─── Records for the task

PR #288, opened 2020-06-19
Optional ipython

JohanMabille:
@martinRenou I think the kernel_module initialization is a bit cleaner with this PR.

I would have prefer to achieve the memoization on the Python side, (see the first commit), however this leads to random crash when executing Python code (unrelated to widgets) in the notebook.

### DIFF
--- a/src/xcomm.cpp
+++ b/src/xcomm.cpp
@@ -65,6 +65,13 @@ namespace xpyt
         xeus::xcomm m_comm;
     };
 
+    struct xcomm_manager
+    {
+        xcomm_manager() = default;
+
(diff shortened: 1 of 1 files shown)


src/xcomm.cpp
```diff
@@ -356,25 +344,86 @@ namespace xpyt
...
+    {
+        ipython_instance() : m_instance(py::none())
+        {
+        }
+
+        py::object get_instance(const py::module& kernel_module) const
+        {
+            if (m_instance.is(py::none()))
+            {
+                // The first import of IPython will throw is IPython has not been installed.
```
martinRenou, line 377: will throw "if" IPython is not installed

PR #289, opened 2020-06-22
Loads IPython only if available

JohanMabille:
We still need to fix IPyWidgets.

### DIFF
--- a/src/xinterpreter.cpp
+++ b/src/xinterpreter.cpp
@@ -92,6 +92,12 @@ namespace xpyt
 
         // Add get_ipython to global namespace
         py::globals()["get_ipython"] = get_kernel_module().attr("get_ipython");
+        
+        // Initializes get_ipython result
+        get_kernel_module().attr("get_ipython")();
+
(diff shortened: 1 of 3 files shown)


src/xinterpreter.cpp
```diff
@@ -92,6 +92,9 @@ namespace xpyt
 
         // Add get_ipython to global namespace
         py::globals()["get_ipython"] = get_kernel_module().attr("get_ipython");
+
+        m_has_ipython = get_kernel_module().attr("has_ipython").cast<bool>();
```
martinRenou, line 96: Where do you set the `has_ipython` value in the kernel module?

JohanMabille: [Here](https://github.com/jupyter-xeus/xeus-python/pull/289/files#diff-d1e8fed419dfbdd955a412b7b0111e28R389) or [here](https://github.com/jupyter-xeus/xeus-python/pull/289/files#diff-d1e8fed419dfbdd955a412b7b0111e28R384)

martinRenou: Oh yeah sorry I missed it

PR #290, opened 2020-06-26
Advertize python version in kernelspec

SylvainCorlay:
Instead of showing `xpython`, we will now show e.g. `Python 3.7 (XPython)`.


CMakeLists.txt
```diff
@@ -64,7 +69,7 @@ OPTION(XPYT_DOWNLOAD_GTEST "build gtest from downloaded sources" OFF)
 # Dependencies
 # ============
 
-set(xeus_REQUIRED_VERSION 0.23.12)
+set(xeus_REQUIRED_VERSION 0.24.0)
```
SylvainCorlay, line 72: This was outstanding from a previous PR. We do require 0.24 now because of the history API changes.

SylvainCorlay:
@afshin FYI

PR #307, opened 2020-07-15
Update README

### LINKED ISSUE #306: Update readme to include magics support
The readme says that IPython magics are not supported whichbis not the case anymore.

martinRenou:
Should fix #306

### DIFF
--- a/README.md
+++ b/README.md
@@ -109,16 +109,17 @@ link:
 
 To get started with using `xeus-python`, check out the full documentation
 
-http://xeus-python.readthedocs.io/
+http://xeus-python.readthedocs.io
 
 ## What are the advantages of using xeus-python over ipykernel (IPython kernel)?
 
 Check-out this blog post for the answer: https://blog.jupyter.org/a-new-python-kernel-for-jupyter-fcdf211e30a8.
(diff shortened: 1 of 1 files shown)


README.md
```diff
@@ -109,16 +109,17 @@ link:
...
 
-http://xeus-python.readthedocs.io/
+http://xeus-python.readthedocs.io
 
 ## What are the advantages of using xeus-python over ipykernel (IPython kernel)?
 
 Check-out this blog post for the answer: https://blog.jupyter.org/a-new-python-kernel-for-jupyter-fcdf211e30a8.
 Long story short:
-xeus-python does not cover 100% of the features of ipykernel. For examples, IPython magics are not supported yet by xeus-python. However:
+xeus-python does not cover 100% of the features of ipykernel. For examples, Matplotlib is not supported yet by xeus-python and only some magics are supported for now. However:
```
SylvainCorlay, line 118: We should probably say that the matplotlib magic is not supported (and nothing prevents using matplotllib as a library).

Also "for example" should probably not have an s.

martinRenou:
@SylvainCorlay I took your comment into account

──────

◆ Work order:
From the data above, state how many lines contain the string "cover", offering no other words.

◆ Output for this task:
2